Start of RAW DATA

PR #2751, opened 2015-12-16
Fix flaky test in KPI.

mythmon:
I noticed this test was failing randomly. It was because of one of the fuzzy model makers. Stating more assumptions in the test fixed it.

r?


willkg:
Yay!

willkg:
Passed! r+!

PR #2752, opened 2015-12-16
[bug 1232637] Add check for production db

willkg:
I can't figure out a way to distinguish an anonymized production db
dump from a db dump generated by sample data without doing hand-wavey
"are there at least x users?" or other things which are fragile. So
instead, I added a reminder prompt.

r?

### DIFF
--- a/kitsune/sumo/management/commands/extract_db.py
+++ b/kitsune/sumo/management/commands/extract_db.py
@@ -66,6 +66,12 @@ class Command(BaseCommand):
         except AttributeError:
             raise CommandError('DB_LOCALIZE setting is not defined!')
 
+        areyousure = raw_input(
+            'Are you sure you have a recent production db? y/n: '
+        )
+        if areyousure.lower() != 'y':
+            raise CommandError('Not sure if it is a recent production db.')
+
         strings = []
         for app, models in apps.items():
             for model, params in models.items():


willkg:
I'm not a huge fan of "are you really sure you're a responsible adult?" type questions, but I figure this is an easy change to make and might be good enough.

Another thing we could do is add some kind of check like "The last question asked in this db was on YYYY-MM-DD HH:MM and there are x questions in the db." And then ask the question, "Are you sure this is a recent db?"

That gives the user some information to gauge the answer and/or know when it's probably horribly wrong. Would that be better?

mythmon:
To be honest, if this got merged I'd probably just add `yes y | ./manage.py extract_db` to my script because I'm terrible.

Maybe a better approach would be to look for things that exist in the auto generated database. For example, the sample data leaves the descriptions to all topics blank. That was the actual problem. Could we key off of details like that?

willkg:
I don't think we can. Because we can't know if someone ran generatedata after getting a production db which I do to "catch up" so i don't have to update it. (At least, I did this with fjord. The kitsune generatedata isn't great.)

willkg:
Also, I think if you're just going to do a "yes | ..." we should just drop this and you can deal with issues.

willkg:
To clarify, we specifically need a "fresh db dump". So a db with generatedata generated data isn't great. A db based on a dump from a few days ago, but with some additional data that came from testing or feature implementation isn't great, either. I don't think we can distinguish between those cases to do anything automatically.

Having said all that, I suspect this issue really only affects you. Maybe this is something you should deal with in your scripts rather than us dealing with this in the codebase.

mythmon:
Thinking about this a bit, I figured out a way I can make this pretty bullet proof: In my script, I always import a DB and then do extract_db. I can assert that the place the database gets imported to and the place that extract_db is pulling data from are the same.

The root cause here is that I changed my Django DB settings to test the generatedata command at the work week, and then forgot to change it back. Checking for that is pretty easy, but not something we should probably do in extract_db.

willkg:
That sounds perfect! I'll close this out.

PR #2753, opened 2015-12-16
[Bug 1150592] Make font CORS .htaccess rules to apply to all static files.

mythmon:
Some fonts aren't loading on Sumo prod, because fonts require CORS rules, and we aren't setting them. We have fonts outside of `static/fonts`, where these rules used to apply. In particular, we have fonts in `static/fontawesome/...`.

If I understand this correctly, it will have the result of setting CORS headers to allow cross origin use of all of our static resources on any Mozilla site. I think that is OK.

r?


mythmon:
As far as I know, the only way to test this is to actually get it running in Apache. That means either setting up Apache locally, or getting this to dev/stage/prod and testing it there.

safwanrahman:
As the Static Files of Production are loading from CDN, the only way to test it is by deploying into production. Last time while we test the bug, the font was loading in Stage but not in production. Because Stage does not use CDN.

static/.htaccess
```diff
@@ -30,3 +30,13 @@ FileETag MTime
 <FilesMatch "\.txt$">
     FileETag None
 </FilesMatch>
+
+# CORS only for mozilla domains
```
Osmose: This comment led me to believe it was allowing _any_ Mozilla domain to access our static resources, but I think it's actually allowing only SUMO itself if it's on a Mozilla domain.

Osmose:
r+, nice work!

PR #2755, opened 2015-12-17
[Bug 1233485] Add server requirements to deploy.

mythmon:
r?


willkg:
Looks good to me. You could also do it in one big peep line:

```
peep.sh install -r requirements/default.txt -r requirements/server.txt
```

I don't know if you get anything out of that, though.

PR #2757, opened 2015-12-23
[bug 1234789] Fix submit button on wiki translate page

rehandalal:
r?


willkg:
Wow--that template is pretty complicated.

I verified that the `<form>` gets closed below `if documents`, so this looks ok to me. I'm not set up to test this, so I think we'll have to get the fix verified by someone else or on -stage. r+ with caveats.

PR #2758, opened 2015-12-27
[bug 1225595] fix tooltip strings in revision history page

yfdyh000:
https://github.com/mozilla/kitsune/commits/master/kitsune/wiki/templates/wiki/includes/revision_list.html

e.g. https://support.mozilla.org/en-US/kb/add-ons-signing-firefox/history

End of RAW DATA
Start of RAW DATA

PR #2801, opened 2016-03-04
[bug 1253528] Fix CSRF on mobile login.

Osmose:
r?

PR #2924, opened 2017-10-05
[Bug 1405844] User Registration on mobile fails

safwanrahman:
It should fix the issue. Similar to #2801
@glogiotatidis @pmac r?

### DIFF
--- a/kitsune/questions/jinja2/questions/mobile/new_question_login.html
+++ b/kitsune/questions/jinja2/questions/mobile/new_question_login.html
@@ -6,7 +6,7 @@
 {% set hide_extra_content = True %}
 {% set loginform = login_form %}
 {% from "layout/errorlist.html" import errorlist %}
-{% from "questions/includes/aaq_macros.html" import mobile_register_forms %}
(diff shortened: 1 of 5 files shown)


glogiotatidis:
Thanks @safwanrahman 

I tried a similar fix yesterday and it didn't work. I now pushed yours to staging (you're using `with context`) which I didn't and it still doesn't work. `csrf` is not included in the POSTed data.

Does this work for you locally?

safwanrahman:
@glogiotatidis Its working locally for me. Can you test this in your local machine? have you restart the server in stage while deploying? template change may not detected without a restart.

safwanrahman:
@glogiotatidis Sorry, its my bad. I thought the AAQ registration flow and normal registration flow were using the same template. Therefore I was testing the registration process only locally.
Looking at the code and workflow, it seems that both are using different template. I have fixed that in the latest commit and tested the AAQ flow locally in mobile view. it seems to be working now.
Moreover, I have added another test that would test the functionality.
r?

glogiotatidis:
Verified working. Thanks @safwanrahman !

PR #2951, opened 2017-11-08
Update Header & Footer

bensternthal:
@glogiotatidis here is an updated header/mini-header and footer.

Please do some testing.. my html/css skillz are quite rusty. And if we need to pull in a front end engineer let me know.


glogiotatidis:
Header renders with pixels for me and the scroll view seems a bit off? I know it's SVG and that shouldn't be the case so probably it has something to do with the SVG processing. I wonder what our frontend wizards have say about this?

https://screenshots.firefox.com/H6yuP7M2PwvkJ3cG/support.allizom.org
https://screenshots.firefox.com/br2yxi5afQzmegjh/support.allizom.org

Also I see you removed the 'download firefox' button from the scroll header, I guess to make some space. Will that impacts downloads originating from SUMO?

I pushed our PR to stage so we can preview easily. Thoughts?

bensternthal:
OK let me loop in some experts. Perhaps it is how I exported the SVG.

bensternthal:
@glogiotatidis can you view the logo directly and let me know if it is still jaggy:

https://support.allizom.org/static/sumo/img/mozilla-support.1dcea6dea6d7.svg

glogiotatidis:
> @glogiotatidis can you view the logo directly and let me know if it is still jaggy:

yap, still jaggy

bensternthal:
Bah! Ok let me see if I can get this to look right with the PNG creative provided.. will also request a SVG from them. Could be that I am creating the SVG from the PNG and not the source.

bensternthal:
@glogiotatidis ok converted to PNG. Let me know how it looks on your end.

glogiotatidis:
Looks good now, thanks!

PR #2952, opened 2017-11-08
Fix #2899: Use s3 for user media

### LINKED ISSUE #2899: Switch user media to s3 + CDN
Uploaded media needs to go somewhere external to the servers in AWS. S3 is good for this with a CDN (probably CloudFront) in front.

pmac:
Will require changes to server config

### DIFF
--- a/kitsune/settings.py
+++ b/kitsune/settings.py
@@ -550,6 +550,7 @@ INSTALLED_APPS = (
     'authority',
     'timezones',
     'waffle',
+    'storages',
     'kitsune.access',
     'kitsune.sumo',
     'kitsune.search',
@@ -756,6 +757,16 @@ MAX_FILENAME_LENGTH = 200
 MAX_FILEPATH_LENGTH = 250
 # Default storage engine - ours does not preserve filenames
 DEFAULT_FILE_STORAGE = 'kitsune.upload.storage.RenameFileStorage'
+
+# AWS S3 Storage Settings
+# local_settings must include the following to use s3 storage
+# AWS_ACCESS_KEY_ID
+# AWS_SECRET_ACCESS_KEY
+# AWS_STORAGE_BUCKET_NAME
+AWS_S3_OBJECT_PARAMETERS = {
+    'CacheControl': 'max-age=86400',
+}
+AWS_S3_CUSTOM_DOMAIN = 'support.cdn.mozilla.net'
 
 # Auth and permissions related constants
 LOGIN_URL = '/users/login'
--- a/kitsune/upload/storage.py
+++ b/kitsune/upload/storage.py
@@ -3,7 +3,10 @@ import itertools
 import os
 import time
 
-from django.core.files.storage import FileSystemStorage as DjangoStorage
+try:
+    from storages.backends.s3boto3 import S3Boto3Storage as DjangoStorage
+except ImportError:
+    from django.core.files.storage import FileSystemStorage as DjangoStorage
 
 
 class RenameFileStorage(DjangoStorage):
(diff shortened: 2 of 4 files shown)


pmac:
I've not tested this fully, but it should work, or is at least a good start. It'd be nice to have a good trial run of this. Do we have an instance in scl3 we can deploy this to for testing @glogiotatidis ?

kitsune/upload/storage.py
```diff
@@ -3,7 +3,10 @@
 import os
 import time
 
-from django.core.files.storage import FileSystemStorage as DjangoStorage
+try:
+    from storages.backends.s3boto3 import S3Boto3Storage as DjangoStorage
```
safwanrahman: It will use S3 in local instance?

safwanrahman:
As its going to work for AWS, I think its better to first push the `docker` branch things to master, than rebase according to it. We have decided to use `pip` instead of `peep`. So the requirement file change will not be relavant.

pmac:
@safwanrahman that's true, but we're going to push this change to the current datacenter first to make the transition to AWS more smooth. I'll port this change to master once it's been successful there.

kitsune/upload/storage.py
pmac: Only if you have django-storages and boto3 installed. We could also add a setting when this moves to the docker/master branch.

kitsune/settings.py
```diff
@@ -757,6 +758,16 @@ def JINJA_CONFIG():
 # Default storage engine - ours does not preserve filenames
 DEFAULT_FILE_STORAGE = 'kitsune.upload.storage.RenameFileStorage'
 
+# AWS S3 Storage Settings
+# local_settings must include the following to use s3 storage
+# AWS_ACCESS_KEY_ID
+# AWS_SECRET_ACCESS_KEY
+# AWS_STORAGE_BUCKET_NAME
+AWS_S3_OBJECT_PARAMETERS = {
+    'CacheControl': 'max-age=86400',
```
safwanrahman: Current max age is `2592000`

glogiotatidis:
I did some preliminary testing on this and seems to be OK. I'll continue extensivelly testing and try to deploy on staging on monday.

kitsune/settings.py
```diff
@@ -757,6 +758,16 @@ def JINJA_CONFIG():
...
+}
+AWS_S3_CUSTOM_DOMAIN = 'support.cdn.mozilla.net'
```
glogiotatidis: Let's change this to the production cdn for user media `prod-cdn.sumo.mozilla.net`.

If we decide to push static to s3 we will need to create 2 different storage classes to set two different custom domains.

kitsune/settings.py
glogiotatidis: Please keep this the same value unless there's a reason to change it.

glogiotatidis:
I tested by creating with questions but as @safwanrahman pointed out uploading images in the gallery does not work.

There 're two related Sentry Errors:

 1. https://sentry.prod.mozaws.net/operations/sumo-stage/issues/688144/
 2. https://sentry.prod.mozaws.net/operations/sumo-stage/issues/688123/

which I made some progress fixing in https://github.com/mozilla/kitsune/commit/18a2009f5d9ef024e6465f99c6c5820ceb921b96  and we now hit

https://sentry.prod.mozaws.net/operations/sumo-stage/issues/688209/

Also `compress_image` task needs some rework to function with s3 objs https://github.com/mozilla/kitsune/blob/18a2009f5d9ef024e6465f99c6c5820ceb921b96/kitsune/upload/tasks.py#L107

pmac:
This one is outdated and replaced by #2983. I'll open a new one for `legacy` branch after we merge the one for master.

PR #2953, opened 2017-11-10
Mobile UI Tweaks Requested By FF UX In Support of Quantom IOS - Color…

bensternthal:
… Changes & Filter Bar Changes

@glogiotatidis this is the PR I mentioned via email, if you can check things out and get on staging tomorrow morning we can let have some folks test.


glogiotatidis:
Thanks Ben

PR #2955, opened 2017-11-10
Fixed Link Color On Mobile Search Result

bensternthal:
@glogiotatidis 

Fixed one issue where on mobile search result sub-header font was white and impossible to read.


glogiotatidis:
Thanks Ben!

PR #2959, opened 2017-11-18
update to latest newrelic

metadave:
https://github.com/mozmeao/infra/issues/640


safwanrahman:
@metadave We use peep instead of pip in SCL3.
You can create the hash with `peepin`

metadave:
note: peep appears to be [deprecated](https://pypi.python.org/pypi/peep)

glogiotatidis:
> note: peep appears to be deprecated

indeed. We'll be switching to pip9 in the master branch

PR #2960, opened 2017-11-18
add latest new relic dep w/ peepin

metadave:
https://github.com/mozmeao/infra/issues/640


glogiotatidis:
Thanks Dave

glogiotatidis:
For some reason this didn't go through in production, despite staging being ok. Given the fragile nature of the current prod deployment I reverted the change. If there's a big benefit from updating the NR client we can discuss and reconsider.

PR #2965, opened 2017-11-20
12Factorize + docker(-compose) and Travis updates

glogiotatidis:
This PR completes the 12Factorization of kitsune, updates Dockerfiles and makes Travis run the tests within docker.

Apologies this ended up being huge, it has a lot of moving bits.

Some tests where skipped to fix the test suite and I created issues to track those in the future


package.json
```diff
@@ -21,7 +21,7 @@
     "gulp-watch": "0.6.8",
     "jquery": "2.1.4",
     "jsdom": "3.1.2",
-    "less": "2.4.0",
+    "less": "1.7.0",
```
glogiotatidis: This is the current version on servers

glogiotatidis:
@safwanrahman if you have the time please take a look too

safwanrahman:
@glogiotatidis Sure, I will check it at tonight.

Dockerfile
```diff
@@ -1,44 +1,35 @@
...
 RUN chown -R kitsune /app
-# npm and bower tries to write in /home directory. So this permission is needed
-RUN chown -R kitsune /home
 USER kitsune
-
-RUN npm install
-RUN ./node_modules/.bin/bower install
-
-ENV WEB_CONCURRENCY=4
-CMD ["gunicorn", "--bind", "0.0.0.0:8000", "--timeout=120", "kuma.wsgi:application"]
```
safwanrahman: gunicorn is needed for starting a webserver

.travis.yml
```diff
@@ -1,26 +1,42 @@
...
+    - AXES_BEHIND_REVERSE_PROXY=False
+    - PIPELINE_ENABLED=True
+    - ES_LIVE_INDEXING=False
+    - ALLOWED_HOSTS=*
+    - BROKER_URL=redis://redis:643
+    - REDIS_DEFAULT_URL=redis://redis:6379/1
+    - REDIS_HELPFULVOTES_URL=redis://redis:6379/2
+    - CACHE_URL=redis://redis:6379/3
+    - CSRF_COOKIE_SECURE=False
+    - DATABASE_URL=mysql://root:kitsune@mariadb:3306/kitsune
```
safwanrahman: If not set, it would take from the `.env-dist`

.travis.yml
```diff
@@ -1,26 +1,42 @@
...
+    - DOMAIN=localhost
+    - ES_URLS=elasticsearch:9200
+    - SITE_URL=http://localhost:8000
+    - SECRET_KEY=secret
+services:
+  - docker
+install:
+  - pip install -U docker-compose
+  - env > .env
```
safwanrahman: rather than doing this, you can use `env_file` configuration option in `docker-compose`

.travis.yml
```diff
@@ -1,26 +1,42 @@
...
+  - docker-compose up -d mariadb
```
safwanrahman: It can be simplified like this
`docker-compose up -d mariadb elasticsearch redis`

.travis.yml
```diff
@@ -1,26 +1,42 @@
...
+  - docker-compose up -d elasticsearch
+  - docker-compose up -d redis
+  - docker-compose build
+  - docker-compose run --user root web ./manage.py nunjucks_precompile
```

End of RAW DATA
Start of RAW DATA

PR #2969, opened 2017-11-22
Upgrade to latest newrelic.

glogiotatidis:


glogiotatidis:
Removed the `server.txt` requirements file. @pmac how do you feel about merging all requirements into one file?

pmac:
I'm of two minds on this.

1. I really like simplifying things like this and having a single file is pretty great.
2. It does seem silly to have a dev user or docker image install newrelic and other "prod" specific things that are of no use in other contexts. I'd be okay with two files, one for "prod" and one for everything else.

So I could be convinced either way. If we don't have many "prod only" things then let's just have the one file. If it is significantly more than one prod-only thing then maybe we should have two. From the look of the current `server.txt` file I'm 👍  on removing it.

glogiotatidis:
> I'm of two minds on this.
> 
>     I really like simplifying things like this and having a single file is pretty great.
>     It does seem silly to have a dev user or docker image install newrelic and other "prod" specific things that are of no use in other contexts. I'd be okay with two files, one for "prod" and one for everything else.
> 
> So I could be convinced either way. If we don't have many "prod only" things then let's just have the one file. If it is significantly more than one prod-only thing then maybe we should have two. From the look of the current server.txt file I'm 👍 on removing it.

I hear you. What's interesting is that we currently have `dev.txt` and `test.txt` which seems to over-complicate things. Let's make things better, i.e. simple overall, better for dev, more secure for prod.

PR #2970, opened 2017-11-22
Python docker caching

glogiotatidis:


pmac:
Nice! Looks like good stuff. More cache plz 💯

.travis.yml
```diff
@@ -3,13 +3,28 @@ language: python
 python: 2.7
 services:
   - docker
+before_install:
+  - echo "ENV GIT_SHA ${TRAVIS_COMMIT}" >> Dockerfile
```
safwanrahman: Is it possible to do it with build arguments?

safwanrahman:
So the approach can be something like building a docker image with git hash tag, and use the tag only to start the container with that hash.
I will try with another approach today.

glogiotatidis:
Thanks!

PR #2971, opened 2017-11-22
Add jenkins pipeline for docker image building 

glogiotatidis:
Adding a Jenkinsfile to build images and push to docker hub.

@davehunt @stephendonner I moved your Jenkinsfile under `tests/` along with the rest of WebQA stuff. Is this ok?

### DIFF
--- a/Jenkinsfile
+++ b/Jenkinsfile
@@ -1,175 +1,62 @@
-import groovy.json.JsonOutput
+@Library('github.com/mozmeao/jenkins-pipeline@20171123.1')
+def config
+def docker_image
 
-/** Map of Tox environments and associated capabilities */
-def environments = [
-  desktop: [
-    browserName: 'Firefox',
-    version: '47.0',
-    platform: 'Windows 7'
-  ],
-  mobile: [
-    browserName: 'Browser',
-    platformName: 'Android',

End of RAW DATA

*TASK INSTRUCTIONS:* The answer must consist of every line above that contains the word "json".

*SOLUTION TO THIS EXERCISE:*
package.json
-import groovy.json.JsonOutput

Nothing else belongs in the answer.